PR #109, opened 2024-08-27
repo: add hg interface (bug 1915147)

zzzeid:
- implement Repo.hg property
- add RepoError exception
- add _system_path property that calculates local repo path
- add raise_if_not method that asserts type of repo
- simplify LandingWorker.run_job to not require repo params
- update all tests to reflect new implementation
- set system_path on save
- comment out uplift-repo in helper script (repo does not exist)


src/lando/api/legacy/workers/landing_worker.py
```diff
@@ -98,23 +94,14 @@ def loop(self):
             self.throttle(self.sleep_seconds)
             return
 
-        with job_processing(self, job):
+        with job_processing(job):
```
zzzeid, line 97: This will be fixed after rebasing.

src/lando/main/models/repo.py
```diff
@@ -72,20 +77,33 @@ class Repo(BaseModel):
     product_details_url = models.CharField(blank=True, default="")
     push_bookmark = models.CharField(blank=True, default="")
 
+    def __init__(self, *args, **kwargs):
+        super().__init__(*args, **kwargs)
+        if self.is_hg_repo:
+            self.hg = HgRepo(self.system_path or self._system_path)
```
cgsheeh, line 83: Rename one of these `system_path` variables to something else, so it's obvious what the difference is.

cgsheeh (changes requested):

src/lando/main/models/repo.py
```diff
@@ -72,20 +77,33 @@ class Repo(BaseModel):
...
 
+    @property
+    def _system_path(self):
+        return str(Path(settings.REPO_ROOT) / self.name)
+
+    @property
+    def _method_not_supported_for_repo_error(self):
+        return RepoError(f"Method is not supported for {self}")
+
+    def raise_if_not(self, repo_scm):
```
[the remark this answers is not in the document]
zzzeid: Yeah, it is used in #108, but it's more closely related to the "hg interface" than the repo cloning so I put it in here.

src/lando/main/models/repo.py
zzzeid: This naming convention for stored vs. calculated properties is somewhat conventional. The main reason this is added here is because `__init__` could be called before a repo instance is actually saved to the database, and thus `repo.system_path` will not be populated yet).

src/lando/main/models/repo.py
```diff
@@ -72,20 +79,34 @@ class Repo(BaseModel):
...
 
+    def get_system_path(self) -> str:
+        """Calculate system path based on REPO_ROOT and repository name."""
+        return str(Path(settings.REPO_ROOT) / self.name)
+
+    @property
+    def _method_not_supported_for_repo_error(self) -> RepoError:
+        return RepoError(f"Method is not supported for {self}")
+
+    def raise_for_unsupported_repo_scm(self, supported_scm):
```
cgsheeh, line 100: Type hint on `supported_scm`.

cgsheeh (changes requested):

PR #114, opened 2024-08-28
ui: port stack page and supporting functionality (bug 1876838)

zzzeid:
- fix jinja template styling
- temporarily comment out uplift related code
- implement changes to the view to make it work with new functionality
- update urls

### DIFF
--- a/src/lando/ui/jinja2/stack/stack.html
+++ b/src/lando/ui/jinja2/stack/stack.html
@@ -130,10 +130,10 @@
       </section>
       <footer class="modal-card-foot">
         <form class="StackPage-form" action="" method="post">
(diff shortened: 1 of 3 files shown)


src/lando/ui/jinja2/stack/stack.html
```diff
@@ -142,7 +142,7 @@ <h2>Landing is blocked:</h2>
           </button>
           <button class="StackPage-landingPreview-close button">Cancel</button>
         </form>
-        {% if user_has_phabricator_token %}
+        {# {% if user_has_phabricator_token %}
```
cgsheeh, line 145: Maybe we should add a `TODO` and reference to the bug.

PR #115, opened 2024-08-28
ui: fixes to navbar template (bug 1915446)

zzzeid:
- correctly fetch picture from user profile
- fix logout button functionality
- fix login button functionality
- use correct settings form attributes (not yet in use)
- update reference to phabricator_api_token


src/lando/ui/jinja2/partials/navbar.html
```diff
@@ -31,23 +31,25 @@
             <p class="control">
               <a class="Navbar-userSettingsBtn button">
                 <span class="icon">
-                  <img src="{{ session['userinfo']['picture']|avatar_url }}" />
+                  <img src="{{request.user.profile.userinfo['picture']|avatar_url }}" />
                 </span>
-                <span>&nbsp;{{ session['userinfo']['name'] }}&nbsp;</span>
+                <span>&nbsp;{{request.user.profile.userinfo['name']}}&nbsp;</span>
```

...

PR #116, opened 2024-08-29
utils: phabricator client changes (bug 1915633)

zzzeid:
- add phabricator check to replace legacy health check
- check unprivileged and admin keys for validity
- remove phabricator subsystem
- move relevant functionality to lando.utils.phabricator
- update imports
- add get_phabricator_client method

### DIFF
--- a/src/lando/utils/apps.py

...

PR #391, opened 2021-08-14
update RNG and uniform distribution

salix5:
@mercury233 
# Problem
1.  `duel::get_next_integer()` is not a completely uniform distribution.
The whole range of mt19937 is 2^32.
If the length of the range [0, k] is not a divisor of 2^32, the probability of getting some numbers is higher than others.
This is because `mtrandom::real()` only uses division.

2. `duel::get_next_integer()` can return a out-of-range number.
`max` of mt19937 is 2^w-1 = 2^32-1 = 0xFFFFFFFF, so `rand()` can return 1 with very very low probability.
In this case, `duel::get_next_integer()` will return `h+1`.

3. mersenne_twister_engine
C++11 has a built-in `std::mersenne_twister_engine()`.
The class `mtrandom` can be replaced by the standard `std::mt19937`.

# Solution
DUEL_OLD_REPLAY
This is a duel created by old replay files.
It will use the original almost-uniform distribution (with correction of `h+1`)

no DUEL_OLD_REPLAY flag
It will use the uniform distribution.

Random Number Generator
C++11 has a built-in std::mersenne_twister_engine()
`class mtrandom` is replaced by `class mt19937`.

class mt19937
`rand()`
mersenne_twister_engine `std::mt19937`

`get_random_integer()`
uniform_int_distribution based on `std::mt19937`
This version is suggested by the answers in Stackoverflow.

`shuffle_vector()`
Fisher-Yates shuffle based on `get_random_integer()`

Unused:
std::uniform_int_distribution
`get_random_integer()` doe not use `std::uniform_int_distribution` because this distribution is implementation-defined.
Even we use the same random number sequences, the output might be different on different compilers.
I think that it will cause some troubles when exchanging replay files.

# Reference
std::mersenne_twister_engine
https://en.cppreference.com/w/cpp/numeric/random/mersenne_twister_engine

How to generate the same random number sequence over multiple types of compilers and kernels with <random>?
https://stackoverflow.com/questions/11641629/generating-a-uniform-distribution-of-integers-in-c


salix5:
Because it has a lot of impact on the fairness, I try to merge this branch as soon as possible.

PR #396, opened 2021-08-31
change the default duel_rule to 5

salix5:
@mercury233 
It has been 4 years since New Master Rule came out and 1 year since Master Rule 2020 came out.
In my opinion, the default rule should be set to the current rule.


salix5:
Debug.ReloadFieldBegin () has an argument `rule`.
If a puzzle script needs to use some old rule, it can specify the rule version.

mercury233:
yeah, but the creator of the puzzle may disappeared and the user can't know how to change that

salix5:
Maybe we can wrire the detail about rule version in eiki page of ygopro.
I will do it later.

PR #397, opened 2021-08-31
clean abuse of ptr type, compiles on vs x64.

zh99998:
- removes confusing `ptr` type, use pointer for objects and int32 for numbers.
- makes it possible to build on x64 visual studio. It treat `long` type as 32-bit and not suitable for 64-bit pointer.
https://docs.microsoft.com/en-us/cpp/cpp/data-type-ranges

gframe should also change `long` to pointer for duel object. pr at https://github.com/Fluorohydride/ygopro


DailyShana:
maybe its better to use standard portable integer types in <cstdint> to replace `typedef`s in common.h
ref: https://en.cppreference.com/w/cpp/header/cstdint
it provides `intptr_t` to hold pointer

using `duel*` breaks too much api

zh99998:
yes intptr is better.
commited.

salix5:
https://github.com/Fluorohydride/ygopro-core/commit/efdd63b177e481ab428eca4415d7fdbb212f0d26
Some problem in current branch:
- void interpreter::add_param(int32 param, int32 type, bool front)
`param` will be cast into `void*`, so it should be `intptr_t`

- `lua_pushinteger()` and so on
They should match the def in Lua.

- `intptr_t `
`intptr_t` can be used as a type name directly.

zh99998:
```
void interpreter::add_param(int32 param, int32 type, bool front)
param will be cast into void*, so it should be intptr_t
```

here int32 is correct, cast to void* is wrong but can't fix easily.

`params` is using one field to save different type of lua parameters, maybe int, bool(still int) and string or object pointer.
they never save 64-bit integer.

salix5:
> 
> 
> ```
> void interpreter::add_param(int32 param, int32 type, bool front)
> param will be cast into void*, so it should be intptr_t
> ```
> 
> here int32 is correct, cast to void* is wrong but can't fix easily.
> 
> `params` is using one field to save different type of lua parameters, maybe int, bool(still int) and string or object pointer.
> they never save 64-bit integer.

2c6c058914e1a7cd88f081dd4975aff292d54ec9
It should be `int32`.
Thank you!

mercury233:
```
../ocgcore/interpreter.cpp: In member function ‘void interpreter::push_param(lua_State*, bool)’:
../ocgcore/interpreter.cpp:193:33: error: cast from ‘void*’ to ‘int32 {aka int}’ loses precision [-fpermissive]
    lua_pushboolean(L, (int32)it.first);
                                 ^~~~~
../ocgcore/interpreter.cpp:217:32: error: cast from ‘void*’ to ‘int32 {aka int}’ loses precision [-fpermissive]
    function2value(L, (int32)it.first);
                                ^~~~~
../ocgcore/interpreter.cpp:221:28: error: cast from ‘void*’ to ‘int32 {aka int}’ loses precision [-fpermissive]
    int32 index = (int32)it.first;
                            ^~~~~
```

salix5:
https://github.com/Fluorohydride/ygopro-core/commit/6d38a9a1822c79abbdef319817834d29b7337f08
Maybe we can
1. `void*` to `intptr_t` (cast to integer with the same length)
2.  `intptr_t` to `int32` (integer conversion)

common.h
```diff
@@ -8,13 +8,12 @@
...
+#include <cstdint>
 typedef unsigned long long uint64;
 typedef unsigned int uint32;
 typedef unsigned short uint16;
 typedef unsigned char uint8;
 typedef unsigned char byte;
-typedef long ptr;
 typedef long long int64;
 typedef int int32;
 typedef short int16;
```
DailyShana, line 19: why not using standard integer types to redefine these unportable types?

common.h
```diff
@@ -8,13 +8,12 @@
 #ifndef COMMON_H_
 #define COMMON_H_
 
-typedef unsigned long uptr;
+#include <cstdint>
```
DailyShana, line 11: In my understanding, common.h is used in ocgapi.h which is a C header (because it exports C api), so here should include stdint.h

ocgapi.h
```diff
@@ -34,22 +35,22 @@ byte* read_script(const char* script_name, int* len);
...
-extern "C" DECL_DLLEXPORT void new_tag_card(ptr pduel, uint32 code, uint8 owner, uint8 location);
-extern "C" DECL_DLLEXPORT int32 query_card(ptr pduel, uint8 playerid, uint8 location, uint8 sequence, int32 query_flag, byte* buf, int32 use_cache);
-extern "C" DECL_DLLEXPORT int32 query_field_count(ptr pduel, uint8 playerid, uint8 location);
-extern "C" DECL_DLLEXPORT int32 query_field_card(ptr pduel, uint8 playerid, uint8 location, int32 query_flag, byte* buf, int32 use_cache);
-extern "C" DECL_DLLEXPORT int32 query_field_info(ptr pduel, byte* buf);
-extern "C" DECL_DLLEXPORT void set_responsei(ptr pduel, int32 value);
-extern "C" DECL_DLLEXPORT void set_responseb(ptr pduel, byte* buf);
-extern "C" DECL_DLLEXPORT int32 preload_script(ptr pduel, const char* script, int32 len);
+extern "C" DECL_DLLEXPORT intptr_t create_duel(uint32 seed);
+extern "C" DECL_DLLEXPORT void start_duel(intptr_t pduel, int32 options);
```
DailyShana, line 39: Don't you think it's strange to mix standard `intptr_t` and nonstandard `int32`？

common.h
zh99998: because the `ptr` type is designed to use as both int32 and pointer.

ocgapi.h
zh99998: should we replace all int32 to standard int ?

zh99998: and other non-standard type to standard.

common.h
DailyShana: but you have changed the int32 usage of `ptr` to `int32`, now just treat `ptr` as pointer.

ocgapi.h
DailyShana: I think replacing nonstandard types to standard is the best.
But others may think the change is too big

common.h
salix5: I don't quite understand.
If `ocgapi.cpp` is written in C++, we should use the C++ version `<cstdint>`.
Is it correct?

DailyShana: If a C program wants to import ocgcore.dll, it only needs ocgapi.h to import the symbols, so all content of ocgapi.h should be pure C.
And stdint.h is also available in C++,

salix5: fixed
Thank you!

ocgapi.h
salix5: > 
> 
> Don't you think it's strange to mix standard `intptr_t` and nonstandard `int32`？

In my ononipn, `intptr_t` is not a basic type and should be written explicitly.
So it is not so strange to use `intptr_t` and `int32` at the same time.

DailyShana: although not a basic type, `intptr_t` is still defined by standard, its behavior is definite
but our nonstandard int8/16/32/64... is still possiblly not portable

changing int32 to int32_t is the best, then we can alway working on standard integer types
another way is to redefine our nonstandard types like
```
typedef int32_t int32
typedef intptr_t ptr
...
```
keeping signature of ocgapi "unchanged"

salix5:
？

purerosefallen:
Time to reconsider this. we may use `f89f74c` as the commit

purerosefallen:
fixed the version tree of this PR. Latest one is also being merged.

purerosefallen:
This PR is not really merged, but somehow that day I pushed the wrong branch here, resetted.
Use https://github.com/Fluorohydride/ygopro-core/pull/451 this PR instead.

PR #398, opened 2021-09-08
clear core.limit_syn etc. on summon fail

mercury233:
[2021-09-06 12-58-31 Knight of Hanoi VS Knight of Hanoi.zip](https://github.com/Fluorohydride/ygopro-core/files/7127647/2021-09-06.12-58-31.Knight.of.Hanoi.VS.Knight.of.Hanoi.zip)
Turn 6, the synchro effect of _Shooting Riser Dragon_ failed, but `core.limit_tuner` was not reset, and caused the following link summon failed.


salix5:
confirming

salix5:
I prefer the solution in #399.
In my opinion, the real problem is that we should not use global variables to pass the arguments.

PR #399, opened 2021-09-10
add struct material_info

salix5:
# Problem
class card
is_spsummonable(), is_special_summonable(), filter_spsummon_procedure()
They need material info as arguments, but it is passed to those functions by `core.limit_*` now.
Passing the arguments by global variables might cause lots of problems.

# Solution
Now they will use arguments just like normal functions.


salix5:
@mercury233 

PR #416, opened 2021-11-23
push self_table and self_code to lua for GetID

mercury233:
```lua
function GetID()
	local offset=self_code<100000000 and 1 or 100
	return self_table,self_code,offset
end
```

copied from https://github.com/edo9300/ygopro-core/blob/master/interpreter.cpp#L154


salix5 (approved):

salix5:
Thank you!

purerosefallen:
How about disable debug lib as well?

*HOW TO COMPLETE THIS TASK*. Pull each line holding "check" out of the listing.

*TASK RESULT*.
- add phabricator check to replace legacy health check
- check unprivileged and admin keys for validity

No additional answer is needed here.